▶ **TASK STATEMENT**
When you reach the line containing "var gh = new", begin copying, and keep copying each line exactly until the listing ends.

▶ **RECORD SET**

PR #1286, opened 2026-05-12
Update `gcb-docker-gcloud `builder image to fix push-images job

michaelhtm:
The previous image tag (`v20251110-7ccd542560`) was removed from the
registry, causing `kro-push-images` to fail with "manifest unknown".
Update to `v20260205-38cfa9523f` which is the current tag used across
`kubernetes/test-infra`.


jakobmoellerdev (approved):
/lgtm

PR #1295, opened 2026-05-16
fix: skip main-object SSA apply for status-only patch nodes

ellistarn:
## Summary

- Status-only patch nodes (like `kindStatus`) no longer register a field manager on the main resource
- Only the status subresource field manager is created
- Fixes ownership conflicts when a Kind is a node in a parent Graph

## Problem

When a patch node contains only identity fields (`apiVersion`, `kind`, `metadata`) plus `status`, `ssaWrite` was splitting it into:
1. A main-object SSA apply (with just identity fields) — registering a field manager
2. A status subresource SSA apply

The main-object apply served no purpose (identity fields don't need ownership) but it registered the kind controller as a field manager on the Kind resource. When the parent graph tried to reapply the same Kind on subsequent reconciles, KRO's ownership check saw the competing field manager and rejected the apply with a `Conflict` error.

## Fix

After stripping `status` from the payload, check if only identity fields remain (`apiVersion`, `kind`, `metadata`). If so, skip the main-object apply entirely — only apply to the status subresource.

## Test

`TestPatch_StatusOnlyDoesNotClaimMainResource` — verifies that a status-only patch node does not register a main-object field manager, allowing the original owner to retain exclusive ownership.


ellistarn:
Sorry rogue agent

PR #1298, opened 2026-05-19
Add kro fmt command for YAML formatting

NicholasBlaskey:
Add a CLI fmt command that uses an opinionated configuration of google/yamlfmt to format rgd files. 

An alternative would be this but it doesn't preserve newlines https://github.com/kubernetes-sigs/yaml/tree/master/yamlfmt

Note we haven't added Kro specific formatting. Open to ideas here but nothing stood out as critical.


jakobmoellerdev:
this is too large of a diff, please rebase and then refactor separately. cheers!

/close

PR #1299, opened 2026-05-19
Fix nil pointer dereference in ExternalDocs conversion

NicholasBlaskey:
Not currently customer-impacting (kro-generated CRDs never have ExternalDocs)

We are going to use this logic for offline validation, saw this here so wanted to put up a fix separately


jakobmoellerdev (commented):
/ok-to-test
/lgtm

jakobmoellerdev (approved):

PR #474, opened 2019-03-14
Support creating weekly github auto-merges

JoeRobich:
Frequent requests to fix merge conflicts or build warnings in merges to feature branches can be disruptive. Allow feature branches to opt-in to a weekly merge.

### DIFF
--- a/src/AzureFunctionPackage/Functions/GitHubCreateMergePRs/run.csx
+++ b/src/AzureFunctionPackage/Functions/GitHubCreateMergePRs/run.csx
@@ -40,7 +40,7 @@ private static async Task MakeGithubPr(
     }
 }
 
-private static async Task RunAsync(ExecutionContext context, bool isManualRun)
+private static async Task RunAsync(ExecutionContext context, bool isAutomatedRun)
 {
     var gh = new GithubMergeTool.GithubMergeTool("dotnet-bot@users.noreply.github.com", await GetSecret("dotnet-bot-github-auth-token"));
     var configPath = Path.Combine(context.FunctionDirectory, "config.xml");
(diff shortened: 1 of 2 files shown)


src/AzureFunctionPackage/Functions/GitHubCreateMergePRs/run.csx
```diff
@@ -53,6 +53,13 @@ private static async Task RunAsync(ExecutionContext context)
         {
             var fromBranch = merge.Attribute("from").Value;
             var toBranch = merge.Attribute("to").Value;
+
+            var frequency = merge.Attribute("frequency")?.Value ?? "daily";
```
agocke: I think the default merge frequency should be higher. It would be nice if we could get main branches done probably twice a day to prevent big merge conflicts.

JoeRobich: Yeah. I think my choice of work there is bad. Nothing would stop this from running multiple times a day, or even "weekly" merges multiple times on a Sunday

JoeRobich: @brettfo Do you have any ideas on how I could do this better?

dpoeschl: I think I still want to be able to go run the function manually at any time and have it generate PRs for me, even if it's on a Wednesday.

JoeRobich: Been thinking about the TimerInfo passed into the Run method. Perhaps we can use it to determine if we are being manually run.

JoeRobich: After playing with Azure Functions a bit I worked out how to determine if it is a manual run. I also removed the poorly named "daily" default.

@agocke Looking at the function.json for the CreateMergePRs function. It is running every 12 hours https://github.com/dotnet/roslyn-tools/blob/master/src/AzureFunctionPackage/Functions/GitHubCreateMergePRs/function.json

▶ **ANSWER SECTION**
     var gh = new GithubMergeTool.GithubMergeTool("dotnet-bot@users.noreply.github.com", await GetSecret("dotnet-bot-github-auth-token"));
     var configPath = Path.Combine(context.FunctionDirectory, "config.xml");
(diff shortened: 1 of 2 files shown)


src/AzureFunctionPackage/Functions/GitHubCreateMergePRs/run.csx
```diff
@@ -53,6 +53,13 @@ private static async Task RunAsync(ExecutionContext context)
         {
             var fromBranch = merge.Attribute("from").Value;
             var toBranch = merge.Attribute("to").Value;
+
+            var frequency = merge.Attribute("frequency")?.Value ?? "daily";
```
agocke: I think the default merge frequency should be higher. It would be nice if we could get main branches done probably twice a day to prevent big merge conflicts.

JoeRobich: Yeah. I think my choice of work there is bad. Nothing would stop this from running multiple times a day, or even "weekly" merges multiple times on a Sunday

JoeRobich: @brettfo Do you have any ideas on how I could do this better?

dpoeschl: I think I still want to be able to go run the function manually at any time and have it generate PRs for me, even if it's on a Wednesday.

JoeRobich: Been thinking about the TimerInfo passed into the Run method. Perhaps we can use it to determine if we are being manually run.

JoeRobich: After playing with Azure Functions a bit I worked out how to determine if it is a manual run. I also removed the poorly named "daily" default.

@agocke Looking at the function.json for the CreateMergePRs function. It is running every 12 hours https://github.com/dotnet/roslyn-tools/blob/master/src/AzureFunctionPackage/Functions/GitHubCreateMergePRs/function.json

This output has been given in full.